[Collected data]
☆ ☆ ☆ ☆

PR #2293, opened 2024-06-01
fix: resolve incorrect constraints for scrollable height in the REPL's pager

Snehil-Shah:
## Description

This pull request:

-  Fixes incorrect constraints set in the `isScrollable` check that was causing paging even when the viewport could accomodate the output

## Related Issues

This pull request:

-   is related to #2149

## Questions

No.

## Other

No.

## Checklist

* * *

@stdlib-js/reviewers

### DIFF
--- a/lib/node_modules/@stdlib/repl/lib/output_stream.js
+++ b/lib/node_modules/@stdlib/repl/lib/output_stream.js
@@ -271,7 +271,7 @@ setNonEnumerableReadOnly( OutputStream.prototype, '_pagerHeight', function pager
 	if ( vh < MIN_VIEWPORT_HEIGHT ) {
 		return -1;
 	}
-	return vh - RESERVED_PAGING_ROWS;
+	return vh - RESERVED_PAGING_ROWS; // FIXME: reserved paging rows being a constant assumes that the input prompt spans just 1 row. This might not be the case with multi-line inputs triggering the pager as it will result in an incomplete UI with only the last line of the multi-line input visible in the pager view.
 });
 
 /**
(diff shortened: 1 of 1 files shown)


Planeshifter (approved):
LGTM!

lib/node_modules/@stdlib/repl/lib/output_stream.js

☆ ☆ ☆ ☆

Task goal
Word for word, write out every entry shown above.

Solution to the exercise
PR #2293, opened 2024-06-01
fix: resolve incorrect constraints for scrollable height in the REPL's pager

Snehil-Shah:
## Description

This pull request:

-  Fixes incorrect constraints set in the `isScrollable` check that was causing paging even when the viewport could accomodate the output

## Related Issues

This pull request:

-   is related to #2149

## Questions

No.

## Other

No.

## Checklist

* * *

@stdlib-js/reviewers

### DIFF
--- a/lib/node_modules/@stdlib/repl/lib/output_stream.js
+++ b/lib/node_modules/@stdlib/repl/lib/output_stream.js
@@ -271,7 +271,7 @@ setNonEnumerableReadOnly( OutputStream.prototype, '_pagerHeight', function pager
 	if ( vh < MIN_VIEWPORT_HEIGHT ) {
 		return -1;
 	}
-	return vh - RESERVED_PAGING_ROWS;
+	return vh - RESERVED_PAGING_ROWS; // FIXME: reserved paging rows being a constant assumes that the input prompt spans just 1 row. This might not be the case with multi-line inputs triggering the pager as it will result in an incomplete UI with only the last line of the multi-line input visible in the pager view.
 });
 
 /**
(diff shortened: 1 of 1 files shown)


Planeshifter (approved):
LGTM!

lib/node_modules/@stdlib/repl/lib/output_stream.js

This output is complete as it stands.